Set down all of the data again, character for character.

↓

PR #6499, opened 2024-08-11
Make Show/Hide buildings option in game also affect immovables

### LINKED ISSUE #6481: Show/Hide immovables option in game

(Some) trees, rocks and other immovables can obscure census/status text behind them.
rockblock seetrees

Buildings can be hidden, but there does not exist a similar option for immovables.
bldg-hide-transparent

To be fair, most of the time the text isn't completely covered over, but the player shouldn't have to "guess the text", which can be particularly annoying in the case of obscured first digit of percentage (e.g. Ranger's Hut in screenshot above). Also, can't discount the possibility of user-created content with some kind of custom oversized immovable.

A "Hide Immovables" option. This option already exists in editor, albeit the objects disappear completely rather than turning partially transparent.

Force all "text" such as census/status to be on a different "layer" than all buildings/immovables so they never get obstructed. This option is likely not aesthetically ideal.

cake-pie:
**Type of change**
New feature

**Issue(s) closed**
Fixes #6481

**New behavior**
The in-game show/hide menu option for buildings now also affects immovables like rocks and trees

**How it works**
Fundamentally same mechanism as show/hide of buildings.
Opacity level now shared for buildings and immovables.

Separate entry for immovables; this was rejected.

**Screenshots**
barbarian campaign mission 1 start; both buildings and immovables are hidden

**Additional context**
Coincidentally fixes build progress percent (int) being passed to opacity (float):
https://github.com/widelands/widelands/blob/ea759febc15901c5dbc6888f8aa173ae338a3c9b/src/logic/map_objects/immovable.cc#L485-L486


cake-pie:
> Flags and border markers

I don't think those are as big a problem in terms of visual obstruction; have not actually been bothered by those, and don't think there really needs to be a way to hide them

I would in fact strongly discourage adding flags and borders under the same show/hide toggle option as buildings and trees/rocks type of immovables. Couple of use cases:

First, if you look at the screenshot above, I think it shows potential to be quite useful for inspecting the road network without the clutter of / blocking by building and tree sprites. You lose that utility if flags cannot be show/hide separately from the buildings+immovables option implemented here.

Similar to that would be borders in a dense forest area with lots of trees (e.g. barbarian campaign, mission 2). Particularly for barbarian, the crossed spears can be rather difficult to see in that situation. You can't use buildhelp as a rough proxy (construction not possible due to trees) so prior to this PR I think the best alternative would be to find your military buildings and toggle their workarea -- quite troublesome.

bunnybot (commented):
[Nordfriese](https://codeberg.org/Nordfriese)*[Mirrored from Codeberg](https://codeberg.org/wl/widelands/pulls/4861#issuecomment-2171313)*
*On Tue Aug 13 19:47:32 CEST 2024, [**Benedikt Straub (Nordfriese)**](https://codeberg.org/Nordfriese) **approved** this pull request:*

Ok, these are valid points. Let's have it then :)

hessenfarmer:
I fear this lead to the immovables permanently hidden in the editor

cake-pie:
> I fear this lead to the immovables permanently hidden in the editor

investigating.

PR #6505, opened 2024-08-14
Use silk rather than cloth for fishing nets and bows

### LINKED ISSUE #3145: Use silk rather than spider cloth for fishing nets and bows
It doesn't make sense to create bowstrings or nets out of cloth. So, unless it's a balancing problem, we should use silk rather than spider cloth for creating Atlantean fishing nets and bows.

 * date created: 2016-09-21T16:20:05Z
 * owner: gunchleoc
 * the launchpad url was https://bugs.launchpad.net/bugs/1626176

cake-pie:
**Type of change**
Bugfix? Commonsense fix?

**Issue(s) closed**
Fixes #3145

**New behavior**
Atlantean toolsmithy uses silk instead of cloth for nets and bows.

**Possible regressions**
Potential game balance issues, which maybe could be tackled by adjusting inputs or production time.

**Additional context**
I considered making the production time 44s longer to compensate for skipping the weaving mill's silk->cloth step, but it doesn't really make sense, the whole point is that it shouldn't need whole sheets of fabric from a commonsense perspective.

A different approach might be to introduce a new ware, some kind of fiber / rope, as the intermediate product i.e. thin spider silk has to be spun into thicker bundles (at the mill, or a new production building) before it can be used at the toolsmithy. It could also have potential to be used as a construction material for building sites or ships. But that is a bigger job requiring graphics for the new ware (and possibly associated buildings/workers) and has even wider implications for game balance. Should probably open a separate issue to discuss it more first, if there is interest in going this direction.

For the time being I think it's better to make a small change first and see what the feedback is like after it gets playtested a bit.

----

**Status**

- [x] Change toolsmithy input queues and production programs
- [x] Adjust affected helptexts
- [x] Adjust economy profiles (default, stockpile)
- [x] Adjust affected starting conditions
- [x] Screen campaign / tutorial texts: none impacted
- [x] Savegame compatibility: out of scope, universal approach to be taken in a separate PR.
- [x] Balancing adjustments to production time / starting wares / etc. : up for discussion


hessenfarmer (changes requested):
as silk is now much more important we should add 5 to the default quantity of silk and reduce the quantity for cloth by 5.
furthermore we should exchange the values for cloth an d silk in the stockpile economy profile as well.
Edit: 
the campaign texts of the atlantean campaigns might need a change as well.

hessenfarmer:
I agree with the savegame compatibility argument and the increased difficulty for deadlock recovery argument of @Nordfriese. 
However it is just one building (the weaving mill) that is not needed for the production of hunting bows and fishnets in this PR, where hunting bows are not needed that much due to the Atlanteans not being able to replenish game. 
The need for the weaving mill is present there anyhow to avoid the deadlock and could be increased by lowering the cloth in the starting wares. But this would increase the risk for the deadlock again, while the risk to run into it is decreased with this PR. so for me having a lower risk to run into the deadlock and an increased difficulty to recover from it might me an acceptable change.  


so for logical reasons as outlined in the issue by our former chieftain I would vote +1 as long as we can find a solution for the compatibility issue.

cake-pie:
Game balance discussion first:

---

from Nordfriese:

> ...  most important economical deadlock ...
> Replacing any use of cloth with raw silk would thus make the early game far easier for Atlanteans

↑

## Response to the exercise
PR #6499, opened 2024-08-11
Make Show/Hide buildings option in game also affect immovables

### LINKED ISSUE #6481: Show/Hide immovables option in game

(Some) trees, rocks and other immovables can obscure census/status text behind them.
rockblock seetrees

Buildings can be hidden, but there does not exist a similar option for immovables.
bldg-hide-transparent

To be fair, most of the time the text isn't completely covered over, but the player shouldn't have to "guess the text", which can be particularly annoying in the case of obscured first digit of percentage (e.g. Ranger's Hut in screenshot above). Also, can't discount the possibility of user-created content with some kind of custom oversized immovable.

A "Hide Immovables" option. This option already exists in editor, albeit the objects disappear completely rather than turning partially transparent.

Force all "text" such as census/status to be on a different "layer" than all buildings/immovables so they never get obstructed. This option is likely not aesthetically ideal.

cake-pie:
**Type of change**
New feature

**Issue(s) closed**
Fixes #6481

**New behavior**
The in-game show/hide menu option for buildings now also affects immovables like rocks and trees

**How it works**
Fundamentally same mechanism as show/hide of buildings.
Opacity level now shared for buildings and immovables.

Separate entry for immovables; this was rejected.

**Screenshots**
barbarian campaign mission 1 start; both buildings and immovables are hidden

**Additional context**
Coincidentally fixes build progress percent (int) being passed to opacity (float):
https://github.com/widelands/widelands/blob/ea759febc15901c5dbc6888f8aa173ae338a3c9b/src/logic/map_objects/immovable.cc#L485-L486


cake-pie:
> Flags and border markers

I don't think those are as big a problem in terms of visual obstruction; have not actually been bothered by those, and don't think there really needs to be a way to hide them

I would in fact strongly discourage adding flags and borders under the same show/hide toggle option as buildings and trees/rocks type of immovables. Couple of use cases:

First, if you look at the screenshot above, I think it shows potential to be quite useful for inspecting the road network without the clutter of / blocking by building and tree sprites. You lose that utility if flags cannot be show/hide separately from the buildings+immovables option implemented here.

Similar to that would be borders in a dense forest area with lots of trees (e.g. barbarian campaign, mission 2). Particularly for barbarian, the crossed spears can be rather difficult to see in that situation. You can't use buildhelp as a rough proxy (construction not possible due to trees) so prior to this PR I think the best alternative would be to find your military buildings and toggle their workarea -- quite troublesome.

bunnybot (commented):
[Nordfriese](https://codeberg.org/Nordfriese)*[Mirrored from Codeberg](https://codeberg.org/wl/widelands/pulls/4861#issuecomment-2171313)*
*On Tue Aug 13 19:47:32 CEST 2024, [**Benedikt Straub (Nordfriese)**](https://codeberg.org/Nordfriese) **approved** this pull request:*

Ok, these are valid points. Let's have it then :)

hessenfarmer:
I fear this lead to the immovables permanently hidden in the editor

cake-pie:
> I fear this lead to the immovables permanently hidden in the editor

investigating.

PR #6505, opened 2024-08-14
Use silk rather than cloth for fishing nets and bows

### LINKED ISSUE #3145: Use silk rather than spider cloth for fishing nets and bows
It doesn't make sense to create bowstrings or nets out of cloth. So, unless it's a balancing problem, we should use silk rather than spider cloth for creating Atlantean fishing nets and bows.

 * date created: 2016-09-21T16:20:05Z
 * owner: gunchleoc
 * the launchpad url was https://bugs.launchpad.net/bugs/1626176

cake-pie:
**Type of change**
Bugfix? Commonsense fix?

**Issue(s) closed**
Fixes #3145

**New behavior**
Atlantean toolsmithy uses silk instead of cloth for nets and bows.

**Possible regressions**
Potential game balance issues, which maybe could be tackled by adjusting inputs or production time.

**Additional context**
I considered making the production time 44s longer to compensate for skipping the weaving mill's silk->cloth step, but it doesn't really make sense, the whole point is that it shouldn't need whole sheets of fabric from a commonsense perspective.

A different approach might be to introduce a new ware, some kind of fiber / rope, as the intermediate product i.e. thin spider silk has to be spun into thicker bundles (at the mill, or a new production building) before it can be used at the toolsmithy. It could also have potential to be used as a construction material for building sites or ships. But that is a bigger job requiring graphics for the new ware (and possibly associated buildings/workers) and has even wider implications for game balance. Should probably open a separate issue to discuss it more first, if there is interest in going this direction.

For the time being I think it's better to make a small change first and see what the feedback is like after it gets playtested a bit.

----

**Status**

- [x] Change toolsmithy input queues and production programs
- [x] Adjust affected helptexts
- [x] Adjust economy profiles (default, stockpile)
- [x] Adjust affected starting conditions
- [x] Screen campaign / tutorial texts: none impacted
- [x] Savegame compatibility: out of scope, universal approach to be taken in a separate PR.
- [x] Balancing adjustments to production time / starting wares / etc. : up for discussion


hessenfarmer (changes requested):
as silk is now much more important we should add 5 to the default quantity of silk and reduce the quantity for cloth by 5.
furthermore we should exchange the values for cloth an d silk in the stockpile economy profile as well.
Edit: 
the campaign texts of the atlantean campaigns might need a change as well.

hessenfarmer:
I agree with the savegame compatibility argument and the increased difficulty for deadlock recovery argument of @Nordfriese. 
However it is just one building (the weaving mill) that is not needed for the production of hunting bows and fishnets in this PR, where hunting bows are not needed that much due to the Atlanteans not being able to replenish game. 
The need for the weaving mill is present there anyhow to avoid the deadlock and could be increased by lowering the cloth in the starting wares. But this would increase the risk for the deadlock again, while the risk to run into it is decreased with this PR. so for me having a lower risk to run into the deadlock and an increased difficulty to recover from it might me an acceptable change.  


so for logical reasons as outlined in the issue by our former chieftain I would vote +1 as long as we can find a solution for the compatibility issue.

cake-pie:
Game balance discussion first:

---

from Nordfriese:

> ...  most important economical deadlock ...
> Replacing any use of cloth with raw silk would thus make the early game far easier for Atlanteans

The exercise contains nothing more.